[Saved entries]
____
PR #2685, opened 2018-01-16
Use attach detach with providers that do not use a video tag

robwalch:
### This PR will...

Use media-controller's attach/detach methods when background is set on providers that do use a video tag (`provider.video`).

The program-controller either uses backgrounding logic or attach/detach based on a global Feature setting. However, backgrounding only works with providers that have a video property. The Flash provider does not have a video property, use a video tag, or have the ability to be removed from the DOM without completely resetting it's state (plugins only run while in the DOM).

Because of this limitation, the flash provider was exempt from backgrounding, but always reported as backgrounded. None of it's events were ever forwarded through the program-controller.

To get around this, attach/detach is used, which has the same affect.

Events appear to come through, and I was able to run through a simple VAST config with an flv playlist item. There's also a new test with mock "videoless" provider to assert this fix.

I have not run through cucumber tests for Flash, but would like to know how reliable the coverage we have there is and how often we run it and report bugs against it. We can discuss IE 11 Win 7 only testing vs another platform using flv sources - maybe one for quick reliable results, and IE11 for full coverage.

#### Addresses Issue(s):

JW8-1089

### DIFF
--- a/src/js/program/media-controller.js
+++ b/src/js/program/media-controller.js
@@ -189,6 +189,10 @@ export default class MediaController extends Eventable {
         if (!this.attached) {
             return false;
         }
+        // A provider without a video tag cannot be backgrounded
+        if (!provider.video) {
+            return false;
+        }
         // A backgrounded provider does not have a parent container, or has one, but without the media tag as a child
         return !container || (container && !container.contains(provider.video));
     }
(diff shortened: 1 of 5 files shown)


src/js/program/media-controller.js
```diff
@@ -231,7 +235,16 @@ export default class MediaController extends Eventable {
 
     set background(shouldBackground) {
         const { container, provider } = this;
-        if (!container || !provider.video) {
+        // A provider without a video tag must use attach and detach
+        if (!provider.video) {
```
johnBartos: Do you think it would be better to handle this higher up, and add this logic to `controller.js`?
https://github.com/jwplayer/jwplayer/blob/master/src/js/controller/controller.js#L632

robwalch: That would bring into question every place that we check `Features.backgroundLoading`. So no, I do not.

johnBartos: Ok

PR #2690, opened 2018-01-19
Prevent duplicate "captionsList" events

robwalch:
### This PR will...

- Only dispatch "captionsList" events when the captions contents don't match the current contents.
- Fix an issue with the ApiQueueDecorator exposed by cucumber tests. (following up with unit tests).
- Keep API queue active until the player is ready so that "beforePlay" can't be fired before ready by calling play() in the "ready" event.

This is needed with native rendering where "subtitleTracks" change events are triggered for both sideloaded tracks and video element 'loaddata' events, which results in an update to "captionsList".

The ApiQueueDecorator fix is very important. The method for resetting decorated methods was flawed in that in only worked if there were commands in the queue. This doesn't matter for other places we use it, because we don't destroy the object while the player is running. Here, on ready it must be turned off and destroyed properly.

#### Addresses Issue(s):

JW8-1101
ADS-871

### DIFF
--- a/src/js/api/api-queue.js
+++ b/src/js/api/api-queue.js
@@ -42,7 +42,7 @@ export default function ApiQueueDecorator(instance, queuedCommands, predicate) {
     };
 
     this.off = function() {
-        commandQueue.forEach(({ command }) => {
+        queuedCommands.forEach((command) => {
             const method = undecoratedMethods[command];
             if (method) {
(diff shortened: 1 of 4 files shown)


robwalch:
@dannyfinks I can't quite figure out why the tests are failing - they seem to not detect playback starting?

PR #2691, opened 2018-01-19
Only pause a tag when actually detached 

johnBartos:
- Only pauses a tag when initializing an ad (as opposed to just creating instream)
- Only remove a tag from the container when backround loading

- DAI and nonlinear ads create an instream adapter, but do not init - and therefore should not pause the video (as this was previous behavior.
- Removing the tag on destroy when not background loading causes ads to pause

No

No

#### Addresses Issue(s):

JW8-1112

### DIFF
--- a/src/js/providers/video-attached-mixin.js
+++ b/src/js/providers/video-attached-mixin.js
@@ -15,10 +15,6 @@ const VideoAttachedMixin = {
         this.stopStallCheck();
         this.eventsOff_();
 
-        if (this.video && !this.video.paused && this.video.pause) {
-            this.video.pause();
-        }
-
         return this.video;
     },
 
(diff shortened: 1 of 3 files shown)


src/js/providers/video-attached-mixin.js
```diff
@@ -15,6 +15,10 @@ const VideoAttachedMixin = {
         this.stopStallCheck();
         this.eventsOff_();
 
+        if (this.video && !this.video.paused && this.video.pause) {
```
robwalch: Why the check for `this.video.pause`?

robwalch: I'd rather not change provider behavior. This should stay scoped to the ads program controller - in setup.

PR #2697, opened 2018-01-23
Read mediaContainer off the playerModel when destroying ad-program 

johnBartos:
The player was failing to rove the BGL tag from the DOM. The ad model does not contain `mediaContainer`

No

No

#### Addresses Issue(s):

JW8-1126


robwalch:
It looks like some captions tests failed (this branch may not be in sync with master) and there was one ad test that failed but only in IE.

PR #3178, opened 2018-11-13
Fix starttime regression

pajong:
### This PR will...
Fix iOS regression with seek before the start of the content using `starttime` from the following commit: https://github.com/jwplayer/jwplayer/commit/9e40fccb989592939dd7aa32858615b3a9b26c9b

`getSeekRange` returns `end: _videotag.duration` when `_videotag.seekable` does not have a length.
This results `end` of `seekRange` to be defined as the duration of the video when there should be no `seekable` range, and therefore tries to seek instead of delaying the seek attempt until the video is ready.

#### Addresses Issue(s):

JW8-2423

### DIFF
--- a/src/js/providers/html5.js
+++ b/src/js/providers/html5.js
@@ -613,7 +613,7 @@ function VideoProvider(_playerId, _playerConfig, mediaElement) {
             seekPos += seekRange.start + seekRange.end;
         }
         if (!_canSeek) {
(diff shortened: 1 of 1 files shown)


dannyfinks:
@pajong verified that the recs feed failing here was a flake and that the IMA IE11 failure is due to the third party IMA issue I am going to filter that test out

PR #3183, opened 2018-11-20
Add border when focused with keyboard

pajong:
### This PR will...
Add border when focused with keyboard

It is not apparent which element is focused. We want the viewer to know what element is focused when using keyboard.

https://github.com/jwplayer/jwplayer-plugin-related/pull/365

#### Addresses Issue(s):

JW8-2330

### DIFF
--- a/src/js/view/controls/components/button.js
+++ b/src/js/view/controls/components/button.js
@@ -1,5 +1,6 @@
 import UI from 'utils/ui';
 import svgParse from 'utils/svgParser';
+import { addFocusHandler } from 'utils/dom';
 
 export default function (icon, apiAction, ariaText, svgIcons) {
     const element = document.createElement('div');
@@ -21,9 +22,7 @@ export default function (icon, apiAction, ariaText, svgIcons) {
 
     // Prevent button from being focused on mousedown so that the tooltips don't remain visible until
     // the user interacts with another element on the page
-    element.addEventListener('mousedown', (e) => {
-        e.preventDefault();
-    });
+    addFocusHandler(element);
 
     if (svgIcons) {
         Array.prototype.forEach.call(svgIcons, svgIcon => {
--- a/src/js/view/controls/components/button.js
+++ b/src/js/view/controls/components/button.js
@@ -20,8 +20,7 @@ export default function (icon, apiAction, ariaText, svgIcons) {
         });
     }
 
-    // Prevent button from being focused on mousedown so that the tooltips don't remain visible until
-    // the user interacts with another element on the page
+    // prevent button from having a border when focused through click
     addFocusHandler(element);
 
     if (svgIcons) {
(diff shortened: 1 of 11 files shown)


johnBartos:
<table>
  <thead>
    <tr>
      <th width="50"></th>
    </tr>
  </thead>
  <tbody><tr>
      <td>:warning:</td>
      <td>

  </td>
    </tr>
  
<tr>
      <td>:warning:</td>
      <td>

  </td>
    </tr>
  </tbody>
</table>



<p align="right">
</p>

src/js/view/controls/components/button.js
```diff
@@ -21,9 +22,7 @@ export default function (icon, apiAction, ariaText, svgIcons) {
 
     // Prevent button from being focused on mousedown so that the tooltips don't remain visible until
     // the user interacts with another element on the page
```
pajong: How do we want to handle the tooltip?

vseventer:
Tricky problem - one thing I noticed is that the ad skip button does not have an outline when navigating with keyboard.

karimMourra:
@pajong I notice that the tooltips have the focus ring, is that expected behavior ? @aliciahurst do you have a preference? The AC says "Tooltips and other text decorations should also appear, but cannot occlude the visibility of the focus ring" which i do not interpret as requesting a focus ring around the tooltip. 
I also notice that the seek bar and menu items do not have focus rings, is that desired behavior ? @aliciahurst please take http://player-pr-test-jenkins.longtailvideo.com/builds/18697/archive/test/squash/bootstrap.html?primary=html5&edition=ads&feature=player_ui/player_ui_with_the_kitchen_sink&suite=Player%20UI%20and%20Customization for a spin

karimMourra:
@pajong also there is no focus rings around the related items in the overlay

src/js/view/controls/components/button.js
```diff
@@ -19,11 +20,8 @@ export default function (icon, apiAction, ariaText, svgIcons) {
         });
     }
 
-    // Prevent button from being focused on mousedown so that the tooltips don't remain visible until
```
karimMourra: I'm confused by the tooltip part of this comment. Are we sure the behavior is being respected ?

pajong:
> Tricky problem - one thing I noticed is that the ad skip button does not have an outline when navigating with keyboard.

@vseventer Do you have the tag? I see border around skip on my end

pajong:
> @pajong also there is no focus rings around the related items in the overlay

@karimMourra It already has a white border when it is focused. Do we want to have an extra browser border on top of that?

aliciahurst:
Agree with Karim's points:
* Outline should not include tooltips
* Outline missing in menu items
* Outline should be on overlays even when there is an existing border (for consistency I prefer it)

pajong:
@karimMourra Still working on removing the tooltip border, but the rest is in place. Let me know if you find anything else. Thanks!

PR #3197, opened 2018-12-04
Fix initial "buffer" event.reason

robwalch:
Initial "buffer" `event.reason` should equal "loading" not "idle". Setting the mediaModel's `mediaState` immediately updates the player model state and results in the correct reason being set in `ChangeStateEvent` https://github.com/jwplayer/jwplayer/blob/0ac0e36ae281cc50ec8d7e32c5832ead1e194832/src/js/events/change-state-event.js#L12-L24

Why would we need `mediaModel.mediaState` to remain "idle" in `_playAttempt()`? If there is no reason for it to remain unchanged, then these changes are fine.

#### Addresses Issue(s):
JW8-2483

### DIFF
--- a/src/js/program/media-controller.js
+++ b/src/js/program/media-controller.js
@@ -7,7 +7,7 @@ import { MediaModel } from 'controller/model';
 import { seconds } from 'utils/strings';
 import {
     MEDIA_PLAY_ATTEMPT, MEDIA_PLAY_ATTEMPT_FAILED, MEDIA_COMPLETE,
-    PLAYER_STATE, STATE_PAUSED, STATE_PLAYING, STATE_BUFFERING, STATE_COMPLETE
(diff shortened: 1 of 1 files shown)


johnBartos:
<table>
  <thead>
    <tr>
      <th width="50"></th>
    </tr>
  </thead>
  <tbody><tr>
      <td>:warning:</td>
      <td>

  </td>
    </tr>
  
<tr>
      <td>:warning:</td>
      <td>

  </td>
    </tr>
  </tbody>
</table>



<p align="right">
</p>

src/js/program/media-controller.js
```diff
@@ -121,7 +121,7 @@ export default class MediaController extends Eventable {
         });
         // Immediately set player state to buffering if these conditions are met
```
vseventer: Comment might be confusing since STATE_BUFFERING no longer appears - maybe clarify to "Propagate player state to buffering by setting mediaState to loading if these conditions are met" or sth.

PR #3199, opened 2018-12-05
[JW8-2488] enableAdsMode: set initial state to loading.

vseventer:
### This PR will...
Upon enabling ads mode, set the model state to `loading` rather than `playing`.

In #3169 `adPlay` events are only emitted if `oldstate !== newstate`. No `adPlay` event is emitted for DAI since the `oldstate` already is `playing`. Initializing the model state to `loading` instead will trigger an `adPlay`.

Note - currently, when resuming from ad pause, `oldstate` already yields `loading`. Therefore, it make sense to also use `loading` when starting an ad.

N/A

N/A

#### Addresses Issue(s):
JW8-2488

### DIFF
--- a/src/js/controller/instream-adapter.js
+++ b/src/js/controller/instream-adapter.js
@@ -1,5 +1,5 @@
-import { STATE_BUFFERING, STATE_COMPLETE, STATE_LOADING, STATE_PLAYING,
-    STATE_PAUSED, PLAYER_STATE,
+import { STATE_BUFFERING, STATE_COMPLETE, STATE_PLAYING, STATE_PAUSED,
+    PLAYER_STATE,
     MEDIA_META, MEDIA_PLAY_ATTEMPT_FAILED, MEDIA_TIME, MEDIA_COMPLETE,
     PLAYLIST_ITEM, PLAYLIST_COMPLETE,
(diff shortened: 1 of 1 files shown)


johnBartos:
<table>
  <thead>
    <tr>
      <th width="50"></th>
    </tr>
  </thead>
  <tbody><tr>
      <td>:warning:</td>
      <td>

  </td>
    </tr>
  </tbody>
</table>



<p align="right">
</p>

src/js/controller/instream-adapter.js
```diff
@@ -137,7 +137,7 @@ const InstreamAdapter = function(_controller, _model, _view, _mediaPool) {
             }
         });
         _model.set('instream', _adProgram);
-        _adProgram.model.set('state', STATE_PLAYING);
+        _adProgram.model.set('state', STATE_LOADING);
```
____
--- Exercise objective ---
Using the records above, copy word for word the line with "The ApiQueueDecorator fix", the line with "const method = undecoratedMethods[command];", and every line between them.

--- Finished exercise ---
The ApiQueueDecorator fix is very important. The method for resetting decorated methods was flawed in that in only worked if there were commands in the queue. This doesn't matter for other places we use it, because we don't destroy the object while the player is running. Here, on ready it must be turned off and destroyed properly.

#### Addresses Issue(s):

JW8-1101
ADS-871

### DIFF
--- a/src/js/api/api-queue.js
+++ b/src/js/api/api-queue.js
@@ -42,7 +42,7 @@ export default function ApiQueueDecorator(instance, queuedCommands, predicate) {
     };
 
     this.off = function() {
-        commandQueue.forEach(({ command }) => {
+        queuedCommands.forEach((command) => {
             const method = undecoratedMethods[command];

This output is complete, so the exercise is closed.